Imagine a trip into the future……The Doctor has referred you to an unusual Neuro-Surgeon who can show you where information is stored in your brain.

The screen in front of you shows areas of information by density – blue for small amounts and red for large hoards of information.

She taps the screen revealing a large density of information. Topic labels pop up when she double taps the screen.

“Oh no!” you think that is all the work information I have been keeping to myself that I should have shared with my team.

Your explanation to the surgeon seems plausible to you. However it is less acceptable to your team members who sit in the audience watching a magnified version of the same screen.

“If she had told me that it would have saved weeks of wasted work!” says one of your team.

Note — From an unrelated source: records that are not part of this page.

Issue #947, opened 2020-11-24
Helpers no longer work properly with scheduled run-loop queues in v2


drewlee:
Test helpers, particularly `render`, seem to be out of sync with scheduled run-loop timers. This causes integration and acceptance tests to fail when a component schedules work on a queue (e.g., `afterRender`).

I've create a simple use case to demonstrate the issue. It consists of a basic component that schedules programmatic focus placement on an `afterRender` queue. It is very similar to some of the test failures I've noticed within our applications after upgrading to v2: https://github.com/drewlee/helpers-async.

[There are two tests for the component.](https://github.com/drewlee/helpers-async/blob/master/tests/integration/components/basic-search-test.js) The first demonstrates the regression. What's particularly interesting is that running `getSettledState()` after `render`/`click` shows that the app still consists of pending timers and run-loop. The second test shows that a test can be coerced into passing by adding a `settled` waiter immediately after calling `render`. However, the app is still not quite settled after `click` resolves, so this seems to be symptomatic of all test helpers.

<img width="1392" alt="Screen Shot 2020-11-24 at 12 41 12 AM" src="https://user-images.githubusercontent.com/945868/100069590-ca550280-2ded-11eb-9f14-d605152a7618.png">

I'm not exactly too sure whether the test helpers resolve prematurely before the run-loop stuff is complete, or whether the test helpers somehow trigger a new run loop. Especially given that the component's behavior is altered because the scheduled `focus` call ends up executing before the input is rendered (hence the `Cannot read property 'focus' of null` exception).

What I did find, is that removing this [noop then callback in helper-hooks.js](https://github.com/emberjs/ember-test-helpers/blob/master/addon-test-support/%40ember/test-helpers/-internal/helper-hooks.ts#L64) resolves the issue. I'm fairly certain that it's there for a good reason, so I'm somewhat hesitant for suggesting its removal as this may be a symptom of an issue related to Ember source, Backburner, or even RSVP. It seems very enigmatic for the stuff we're trying to avoid in this [RSVP config](https://github.com/emberjs/ember-test-helpers/blob/master/addon-test-support/%40ember/test-helpers/-utils.ts#L55) though.

drewlee:
@scalvert this is the bug that I've been trying to pin down for a while. I've finally traced it down to the fact that all of the test failures were from components that schedule stuff on a run-loop queue.

scalvert:
[...]

PR #958, opened 2020-12-04
Ensure `@ember/test-helpers` promise based helpers never create a run loop for resolving the promise.

rwjblue:
This removes the custom `RSVP.configure('async', fn)` that we have used for a while (introduced in https://github.com/emberjs/ember-test-helpers/commit/0da35f418a603eb060b1c89ae2b0b778fe2cef0f) in favor of using native `Promise` whenever possible and falling back to a separately loaded (via `ember-auto-import`) `es6-promise` polyfill when native Promise is not available.

This does increase the overall size of `assets/test-support.js` by ~ 27kb ([see the es6-promise README](https://github.com/stefanpenner/es6-promise)), but since that doesn't really affect any production application situations it should be fine. Once we drop support for browsers that do not have a native `Promise` we can remove `ember-auto-import` and our `es6-promise` polyfill.

In order to test that this implementation functions properly in IE11, I had to get the testing infrastructure back into a state where IE11 can run tests. That required a number of changes:

* https://github.com/emberjs/ember-test-waiters/pull/213
* https://github.com/machty/ember-concurrency-decorators/pull/85
* Fixup syntax using IE11 in this repo

Closes https://github.com/emberjs/ember-test-helpers/pull/956
Fixes https://github.com/emberjs/ember-test-helpers/issues/947


scalvert:
cc/ @drewlee

addon-test-support/@ember/test-helpers/-internal/helper-hooks.ts
```diff
@@ -59,7 +59,13 @@ export function registerHook(helperName: string, label: HookLabel, hook: Hook):
  */
 export function runHooks(helperName: string, label: HookLabel, ...args: any[]): Promise<void> {
   let hooks = registeredHooks.get(getHelperKey(helperName, label)) || new Set<Hook>();
-  let promises = [...hooks].map(hook => hook(...args));
+  let promises = [];
+
+  hooks.forEach(hook => {
```
scalvert, line 64: 👎 but 🤷

scalvert: IE is the 👎

scalvert (approved):
This looks 👍 and is largely what was discussed. Thanks!

addon-test-support/@ember/test-helpers/-internal/helper-hooks.ts
rwjblue: 👎 for IE11 🎉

You defend yourself by saying’ “I didn’t think you needed to know that information, it was sensitive”.
Ah the “need to know” syndrome observes the Neuro-Surgeon.

As the team begin to gather courage they identify so many other pieces of information they can see that you never shared with them.
Your explanations follow: they were not senior enough to know, it might have upset them, it was sensitive, you liked to control the flow of information to enhance your position as team leader, it made you feel needed and powerful.

It all sounds rather lame, you have to admit. The result is you create a passive-reactive team, who dumbly await for the morsels you drop from your leadership table. Hardly inspiring leadership.

What hoard would the specialist find in your brain this week?
My request of you would be – To empower others, share more and communicate more clearly.